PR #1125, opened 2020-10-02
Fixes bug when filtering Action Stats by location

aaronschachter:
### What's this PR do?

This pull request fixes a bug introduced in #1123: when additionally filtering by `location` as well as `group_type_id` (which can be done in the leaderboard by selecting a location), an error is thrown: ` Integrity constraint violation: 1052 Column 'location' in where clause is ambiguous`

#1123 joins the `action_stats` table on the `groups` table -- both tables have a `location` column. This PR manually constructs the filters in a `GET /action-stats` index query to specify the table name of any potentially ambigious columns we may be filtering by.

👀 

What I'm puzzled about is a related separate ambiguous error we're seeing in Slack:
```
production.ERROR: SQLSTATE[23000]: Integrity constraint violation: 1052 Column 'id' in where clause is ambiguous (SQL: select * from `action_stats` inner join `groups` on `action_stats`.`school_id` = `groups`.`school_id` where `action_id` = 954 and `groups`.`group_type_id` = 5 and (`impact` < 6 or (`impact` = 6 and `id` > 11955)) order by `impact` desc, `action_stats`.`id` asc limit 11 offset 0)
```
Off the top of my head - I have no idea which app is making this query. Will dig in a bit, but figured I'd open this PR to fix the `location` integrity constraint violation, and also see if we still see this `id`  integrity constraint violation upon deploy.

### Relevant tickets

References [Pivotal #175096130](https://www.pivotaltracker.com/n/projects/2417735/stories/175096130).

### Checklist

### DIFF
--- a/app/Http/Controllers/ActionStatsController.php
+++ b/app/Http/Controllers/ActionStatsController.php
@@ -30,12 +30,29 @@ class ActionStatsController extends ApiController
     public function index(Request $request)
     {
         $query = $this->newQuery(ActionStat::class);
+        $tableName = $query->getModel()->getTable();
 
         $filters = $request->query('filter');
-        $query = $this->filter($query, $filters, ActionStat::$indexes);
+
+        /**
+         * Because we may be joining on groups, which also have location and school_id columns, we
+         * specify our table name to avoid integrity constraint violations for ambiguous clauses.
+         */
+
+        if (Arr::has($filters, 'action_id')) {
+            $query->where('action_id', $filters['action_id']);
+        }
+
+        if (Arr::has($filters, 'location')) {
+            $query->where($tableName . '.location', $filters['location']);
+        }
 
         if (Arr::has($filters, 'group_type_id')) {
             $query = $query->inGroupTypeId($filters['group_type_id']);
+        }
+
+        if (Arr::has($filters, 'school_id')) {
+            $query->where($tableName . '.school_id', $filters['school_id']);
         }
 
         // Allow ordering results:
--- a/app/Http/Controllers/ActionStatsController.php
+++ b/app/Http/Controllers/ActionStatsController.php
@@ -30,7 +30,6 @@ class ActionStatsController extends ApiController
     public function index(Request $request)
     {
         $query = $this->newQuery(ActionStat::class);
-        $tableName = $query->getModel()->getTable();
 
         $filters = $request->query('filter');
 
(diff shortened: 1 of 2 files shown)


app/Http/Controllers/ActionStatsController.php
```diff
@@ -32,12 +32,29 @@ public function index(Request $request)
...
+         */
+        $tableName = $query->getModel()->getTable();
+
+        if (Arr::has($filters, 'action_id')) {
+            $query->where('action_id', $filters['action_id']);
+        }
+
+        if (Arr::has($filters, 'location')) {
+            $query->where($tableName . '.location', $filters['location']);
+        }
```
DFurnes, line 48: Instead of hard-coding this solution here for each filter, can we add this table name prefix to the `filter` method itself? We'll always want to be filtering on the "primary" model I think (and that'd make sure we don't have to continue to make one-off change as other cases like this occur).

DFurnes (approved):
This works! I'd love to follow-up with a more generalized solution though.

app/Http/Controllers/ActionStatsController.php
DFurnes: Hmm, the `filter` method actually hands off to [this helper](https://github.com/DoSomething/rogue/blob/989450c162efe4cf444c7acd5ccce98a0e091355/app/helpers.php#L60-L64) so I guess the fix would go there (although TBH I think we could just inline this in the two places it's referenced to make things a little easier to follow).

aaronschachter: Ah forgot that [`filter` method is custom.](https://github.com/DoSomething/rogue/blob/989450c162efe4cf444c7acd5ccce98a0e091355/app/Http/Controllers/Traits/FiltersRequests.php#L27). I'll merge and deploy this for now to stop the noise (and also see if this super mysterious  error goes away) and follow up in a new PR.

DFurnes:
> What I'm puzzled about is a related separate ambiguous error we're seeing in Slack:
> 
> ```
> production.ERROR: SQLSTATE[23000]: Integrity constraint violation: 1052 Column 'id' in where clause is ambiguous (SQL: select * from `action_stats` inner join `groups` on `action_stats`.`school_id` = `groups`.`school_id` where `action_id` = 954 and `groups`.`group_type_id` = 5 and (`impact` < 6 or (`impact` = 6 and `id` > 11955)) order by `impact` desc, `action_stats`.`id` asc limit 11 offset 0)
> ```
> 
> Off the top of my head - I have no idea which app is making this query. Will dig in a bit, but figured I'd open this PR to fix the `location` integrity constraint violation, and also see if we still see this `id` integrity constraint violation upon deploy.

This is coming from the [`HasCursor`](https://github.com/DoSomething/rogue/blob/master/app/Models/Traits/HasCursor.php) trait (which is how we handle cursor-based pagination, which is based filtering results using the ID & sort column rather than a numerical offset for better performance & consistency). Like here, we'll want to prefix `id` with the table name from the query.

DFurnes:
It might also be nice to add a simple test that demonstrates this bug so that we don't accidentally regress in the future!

★ ★ ★ ★ ★ ★ ★

Requirement. Each record has to be given again exactly as written.

Output for this task.
PR #1125, opened 2020-10-02
Fixes bug when filtering Action Stats by location

aaronschachter:
### What's this PR do?

This pull request fixes a bug introduced in #1123: when additionally filtering by `location` as well as `group_type_id` (which can be done in the leaderboard by selecting a location), an error is thrown: ` Integrity constraint violation: 1052 Column 'location' in where clause is ambiguous`

#1123 joins the `action_stats` table on the `groups` table -- both tables have a `location` column. This PR manually constructs the filters in a `GET /action-stats` index query to specify the table name of any potentially ambigious columns we may be filtering by.

👀 

What I'm puzzled about is a related separate ambiguous error we're seeing in Slack:
```
production.ERROR: SQLSTATE[23000]: Integrity constraint violation: 1052 Column 'id' in where clause is ambiguous (SQL: select * from `action_stats` inner join `groups` on `action_stats`.`school_id` = `groups`.`school_id` where `action_id` = 954 and `groups`.`group_type_id` = 5 and (`impact` < 6 or (`impact` = 6 and `id` > 11955)) order by `impact` desc, `action_stats`.`id` asc limit 11 offset 0)
```
Off the top of my head - I have no idea which app is making this query. Will dig in a bit, but figured I'd open this PR to fix the `location` integrity constraint violation, and also see if we still see this `id`  integrity constraint violation upon deploy.

### Relevant tickets

References [Pivotal #175096130](https://www.pivotaltracker.com/n/projects/2417735/stories/175096130).

### Checklist

### DIFF
--- a/app/Http/Controllers/ActionStatsController.php
+++ b/app/Http/Controllers/ActionStatsController.php
@@ -30,12 +30,29 @@ class ActionStatsController extends ApiController
     public function index(Request $request)
     {
         $query = $this->newQuery(ActionStat::class);
+        $tableName = $query->getModel()->getTable();
 
         $filters = $request->query('filter');
-        $query = $this->filter($query, $filters, ActionStat::$indexes);
+
+        /**
+         * Because we may be joining on groups, which also have location and school_id columns, we
+         * specify our table name to avoid integrity constraint violations for ambiguous clauses.
+         */
+
+        if (Arr::has($filters, 'action_id')) {
+            $query->where('action_id', $filters['action_id']);
+        }
+
+        if (Arr::has($filters, 'location')) {
+            $query->where($tableName . '.location', $filters['location']);
+        }
 
         if (Arr::has($filters, 'group_type_id')) {
             $query = $query->inGroupTypeId($filters['group_type_id']);
+        }
+
+        if (Arr::has($filters, 'school_id')) {
+            $query->where($tableName . '.school_id', $filters['school_id']);
         }
 
         // Allow ordering results:
--- a/app/Http/Controllers/ActionStatsController.php
+++ b/app/Http/Controllers/ActionStatsController.php
@@ -30,7 +30,6 @@ class ActionStatsController extends ApiController
     public function index(Request $request)
     {
         $query = $this->newQuery(ActionStat::class);
-        $tableName = $query->getModel()->getTable();
 
         $filters = $request->query('filter');
 
(diff shortened: 1 of 2 files shown)


app/Http/Controllers/ActionStatsController.php
```diff
@@ -32,12 +32,29 @@ public function index(Request $request)
...
+         */
+        $tableName = $query->getModel()->getTable();
+
+        if (Arr::has($filters, 'action_id')) {
+            $query->where('action_id', $filters['action_id']);
+        }
+
+        if (Arr::has($filters, 'location')) {
+            $query->where($tableName . '.location', $filters['location']);
+        }
```
DFurnes, line 48: Instead of hard-coding this solution here for each filter, can we add this table name prefix to the `filter` method itself? We'll always want to be filtering on the "primary" model I think (and that'd make sure we don't have to continue to make one-off change as other cases like this occur).

DFurnes (approved):
This works! I'd love to follow-up with a more generalized solution though.

app/Http/Controllers/ActionStatsController.php
DFurnes: Hmm, the `filter` method actually hands off to [this helper](https://github.com/DoSomething/rogue/blob/989450c162efe4cf444c7acd5ccce98a0e091355/app/helpers.php#L60-L64) so I guess the fix would go there (although TBH I think we could just inline this in the two places it's referenced to make things a little easier to follow).

aaronschachter: Ah forgot that [`filter` method is custom.](https://github.com/DoSomething/rogue/blob/989450c162efe4cf444c7acd5ccce98a0e091355/app/Http/Controllers/Traits/FiltersRequests.php#L27). I'll merge and deploy this for now to stop the noise (and also see if this super mysterious  error goes away) and follow up in a new PR.

DFurnes:
> What I'm puzzled about is a related separate ambiguous error we're seeing in Slack:
> 
> ```
> production.ERROR: SQLSTATE[23000]: Integrity constraint violation: 1052 Column 'id' in where clause is ambiguous (SQL: select * from `action_stats` inner join `groups` on `action_stats`.`school_id` = `groups`.`school_id` where `action_id` = 954 and `groups`.`group_type_id` = 5 and (`impact` < 6 or (`impact` = 6 and `id` > 11955)) order by `impact` desc, `action_stats`.`id` asc limit 11 offset 0)
> ```
> 
> Off the top of my head - I have no idea which app is making this query. Will dig in a bit, but figured I'd open this PR to fix the `location` integrity constraint violation, and also see if we still see this `id` integrity constraint violation upon deploy.

This is coming from the [`HasCursor`](https://github.com/DoSomething/rogue/blob/master/app/Models/Traits/HasCursor.php) trait (which is how we handle cursor-based pagination, which is based filtering results using the ID & sort column rather than a numerical offset for better performance & consistency). Like here, we'll want to prefix `id` with the table name from the query.

DFurnes:
It might also be nice to add a simple test that demonstrates this bug so that we don't accidentally regress in the future!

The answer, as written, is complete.